140 Millionen Euro Risikokosten noch nicht genehmigt
Insgesamt beschäftigt das Kanzleramt laut einem Regierungssprecher um die 840 Mitarbeiterinnen und Mitarbeiter. Ausgelegt sei der bestehende Bau für 580 Beschäftigte.
Neben den geplanten 637 Millionen Euro für den Erweiterungsbau des Kanzleramts rechnet die Bundesregierung mit weiteren 140 Millionen Euro für Risiken und potenzielle Preiserhöhungen, was die geplante Gesamtsumme von 777 Millionen Euro ergibt. Das Bundesministerium für Wohnen, Stadtentwicklung und Bauwesen hat die Gesamtkosten bereits anerkannt.

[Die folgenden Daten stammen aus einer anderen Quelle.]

PR #132, opened 2019-03-15
Discovery update - Spring boot actuators

tkisason:
Added a few lines that should help with discovery of spring boot actuators...

See here why this is important:

https://www.veracode.com/blog/research/exploiting-spring-boot-actuators


maurosoria:
Thanks bro!

PR #158, opened 2019-07-21
Ran python Black formatter to improve code readability/maintenance

hangmansROP:
This might not be that useful but I saw from previous issues that you're looking to improve readability/maintainability via something like AutoPEP8 etc. I normally use the [Python Black](https://github.com/python/black) plugin/formatter which is great for consistency and also has plugins for various IDE's/editors. I've ran the formatter on the repo and the result is in this PR. Let me know what you think!


jsfan:
Not sure this will do much for the actual style issues. Black is great but it mainly does things that go beyond PEP8. Right now, the issue are probably the PEP8 violations not that the style is too inconsistent across files.

PR #168, opened 2019-09-30
Bugfix for --scan-subdirs+--recursive, added checks for duplicate scans, added request count, fixed types, extended readme, merged with #158 (formatting) & #166 (excluded text/regex)

Damian89:
Hi, 
when scan-subdir was used the "calculation" of currentDir and basePath were wrong, this resulted in wrong requests when also recursive scanning was used. This should be fixed now.

Additionally now no more duplicate scans happen (especially when scanner found the same folder the user added additionally via scan-subdir).

I also added the request count which basically is:
wordlistsize (extension amount calculated also)*scan-subdirs.

- Additionall added stuff from #166 
- Formating like in #158 
- Fixed some typos
- Added some additional examples to readme

Best,
Damian


maurosoria:
hi Damian89

Thanks for the PRs. 

The code has change since this PR. I would accept the PRs if you submit separately, so is easier to test/rollback.

maurosoria:
hello @Damian89 

I've just merged some of the changes, thanks for your contribution!

Regards,
Mauro

PR #171, opened 2019-10-02
[Doc] Add feature : Exclude By Text / Regex

jenaye:


jenaye:
thx 4 add this  @trololomgwtf it'll be useful

PR #181, opened 2019-10-22
Make it possible to use as command

tkmru:
This pull request make it possible to use as `dirsearch` command. It will be more useful.
I think it would be bad to change the usage suddenly, and `dirsearch.py` is still there. I can also delete this file.

### DIFF
--- a/.gitignore
+++ b/.gitignore
@@ -1,6 +1,23 @@
 reports/
 logs/
 
+# Distribution / packaging
+.Python
+env/
+build/
+develop-eggs/
+dist/
+downloads/
+eggs/
+.eggs/
+parts/
+sdist/
+var/
+wheels/
+*.egg-info/
+.installed.cfg
+*.egg
+
 # Byte-compiled / optimized / DLL files
 __pycache__/
 *.py[cod]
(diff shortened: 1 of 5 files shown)


tkmru:
@maurosoria I made it available as a dirsearch command, what do you think?

maurosoria:
Hi tkmru, thanks for the contribution

I've been accepting in the last days multiple pull requests. Even I am grateful for that, I have noticed that someone introduced a deadlock in the code and now it doesn't finish the task as it should.

I will take a time to try to find what happened (it had happened before and it was a hard to fix it) and after that I will check this. I don't want to move forward without fixing this issue.

Thanks for your help and I hope you understand.

Regards,
Mauro

tkmru:
Hi, Maruo.
Thank you for your sincere reply. A deadlock bug is hard. I wish you good luck.

.gitignore
```diff
@@ -1,6 +1,23 @@
 reports/
 logs/
 
+# Distribution / packaging
```
Lucifer733, line 4: I fixed this issue please give me my money

shelld3v: This PR seems old with a lot of conflicts. BTW, this is IDP, not IBP

PR #1280, opened 2023-02-13
Fix "almost same" pages' success

### LINKED ISSUE #1279: For 'almost' static pages returned found.
When I'm trying to scan not static page, which is returns almost similar page content, all results will be "200 found"

Dirsearch make flag DynamicContainerParser._is_static = True because of first test for page's diff showed that pages are similar. Somewhere after start of scan some id inside page changes, but because of flag is_static Dirsearch doesn't use diff with _differ_compare we got wrong results of page's difference

Compare pages with differ_compare if page's content doesn't equal to base_content in DynamicCompareScanner

image

kosyan62:
Description
---------------

What will it do?
It fixes bug when almost same pages on different endpoints return a lot of "found". 

Fix #1279 

Requirements
---------------

### DIFF
--- a/CONTRIBUTORS.md
+++ b/CONTRIBUTORS.md
@@ -71,6 +71,7 @@
 - [at0m](https://github.com/atomiczsec/)
 - [junmoka](https://github.com/junmoka)
 - [Akshay Ravi](https://www.linkedin.com/in/c09yc47/)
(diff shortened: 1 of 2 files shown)


maurosoria:
Hello @kosyan62 ! Thanks for the fix!

maurosoria:
Hello @kosyan62 ! Thanks for the fix!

Auch das Bundesfinanzministerium – dessen Zusage für den Baustart nötig ist – hat die 637 Millionen Euro inzwischen genehmigt. Mit einer Freigabe der weiteren 140 Millionen Euro für mögliche Baurisiken wolle man noch warten, bis genauere Kostenprognosen möglich seien, wie eine Regierungssprecherin dem RedaktionsNetzwerk Deutschland (RND) sagte.
Kritik von der Opposition
Die Oppositionsparteien kritisieren das Bauvorhaben der Bundesregierung. Linken-Abgeordnete Gesine Lötzsch sagte dazu vergangene Woche im Bundestag, die geplante Erweiterung werde der ursprünglichen Intention des Kanzleramtsgebäudes, Bescheidenheit zu demonstrieren, nicht mehr gerecht. Der stellvertretende AfD-Sprecher Stephan Brandner sprach sogar von der Errichtung eines „Protzklotzes“.

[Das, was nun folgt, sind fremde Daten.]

PR #1348, opened 2023-12-30
1341 Issue fix -  reports folder is created (empty) when you specify output flag

### LINKED ISSUE #1341: "reports" folder always created
### What is the problem?

The "reports" folder is created regardless of whether you specify a different path for the output file. Additionally you cannot set a flag for disabling output files.

### How should it be solved?

There should be a flag to disable output file and it should not create the "reports" folder on the current working directory if a different path is specified via the `-o` option.

ajcriado:
Description
---------------

The reports folder is always created where you execute the app even though you specify output flag because controller.setup method is not handling the options["output"] value, so it creates the folder ("reports" name by default, stored in options["output_path"]) leaving it empty.

I just control if options["output"] comes with value as it is done in controller.setup_reports method

Fix #1341

### DIFF
--- a/CONTRIBUTORS.md
+++ b/CONTRIBUTORS.md
@@ -77,6 +77,7 @@
 - [huyphan](https://github.com/huyphan)
 - [Sean Wei](https://www.sean.taipei/about-en)
 - [FantasqueX](https://www.github.com/FantasqueX)
+- [ajcriado](https://www.github.com/ajcriado)
 
 Special thanks to all the people who are named here!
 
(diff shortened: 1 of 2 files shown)


maurosoria:
Hi Antonio! Thanks for the contribution!

Seems a valid fix @shelld3v, right?

shelld3v:
This should work, but I'm seeing a very similar check here.
image

I'm wondering whether we should move that piece of code (creating report folder for auto-save reports) to `setup_reports`? I don't even know why I didn't do it from the start, was it because of an unknown issue? 🤔

PR #1349, opened 2024-01-02
1305 Issue fix - delay applied to all requests

### LINKED ISSUE #1305: Baseline Requests do not respect "delay" flag
When using the `--delay` flag to avoid rate limits, the initial HTTP requests that are sent to establish what the baseline "not found" responses should be (one for each supplied extension) do not respect the delay and are sent in quick succession. I have to proxy `dirsearch` through BurpSuite, intercept the requests, and manually click continue on the first few requests to prevent being rate limited. After that it works fine.

All HTTP requests sent should respect the `--delay` flag, even the ones intended to tune detection. 

**Command:** `dirsearch -u https://REDACTED/ -e php,txt,html,md,xml,bk --delay=1 -t 1`

Notice the timestamps:
image

ajcriado:
Description
---------------

Fix #1305 Issue

Delay parameter is not applied to baseline requests so I have changed the Time.sleep call from fuzzer.py to requester.py, where all the requests are made

### DIFF
--- a/CONTRIBUTORS.md
+++ b/CONTRIBUTORS.md
@@ -80,6 +80,7 @@
 - [Ovi3](https://github.com/Ovi3)
 - [u21h2](https://www.github.com/u21h2)
 - [Valentijn Scholten](https://www.github.com/valentijnscholten)
+- [ajcriado](https://www.github.com/ajcriado)
 
 Special thanks to all the people who are named here!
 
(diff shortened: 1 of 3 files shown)


maurosoria:
Hello Antonio!

IMO delay should be applied between baseline requests. In terms of responsibility, the Requester shouldn't be in charge of scheduling this because most of the time runs with multiple threads. If you want to put this part of code between baseline requests I'd be happy to merge it.

Thanks for contributing!

PR #1359, opened 2024-01-27
Remove ioerror

jxdv:
Description
---------------

Since dirsearch requires >= python 3.7 IOError can be removed since it's been deprecated in python 3.3 and merged into OSError.

Requirements
---------------


shelld3v (approved):
Good catch!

Kritik kommt auch von der CDU/CSU – obwohl sie einer Erweiterung des Kanzleramtes ursprünglich zugestimmt hatte und der Ausbau seinerzeit von der damaligen Bundeskanzlerin Angela Merkel eingeleitet wurde. Mittlerweile jedoch, so die Unionsfraktion, hätten sich die Rahmenbedingungen geändert: Aufgrund aktueller Krisen wie dem russischen Angriffskrieg auf die Ukraine, der Inflation und der hohen Gaspreise wüssten viele Menschen nicht mehr, wie sie über die Runden kommen sollen. „Da ist ein neuer Prachtbau und ein Ausbau des Kanzleramtes zur größten Regierungszentrale der Welt vollkommen aus der Zeit gefallen“, sagte der Erste Parlamentarische Geschäftsführer der CDU, Thorsten Frei, dem RND.
„Ein Ausbau des Kanzleramts zur größten Regierungszentrale der Welt ist vollkommen aus der Zeit gefallen“
Thorsten Frei
Erster Parlamentarischer Geschäftsführer der CDU
Viermal so groß wie das Weiße Haus
In der Tat ist das Kanzleramt schon jetzt mit einer Nutzfläche von rund 25.000 Quadratmetern etwa viermal so groß wie das Weiße Haus. Ein Vergleich der beiden Regierungssitze ist allerdings schwierig, da das Bundeskanzleramt fast den gesamten Verwaltungsapparat beinhaltet, während das Weiße Haus diesen in einem Nebengebäude untergebracht hat. Durch die Erweiterung des Kanzleramts soll die Nutzfläche auf 50.000 Quadratmeter verdoppelt werden.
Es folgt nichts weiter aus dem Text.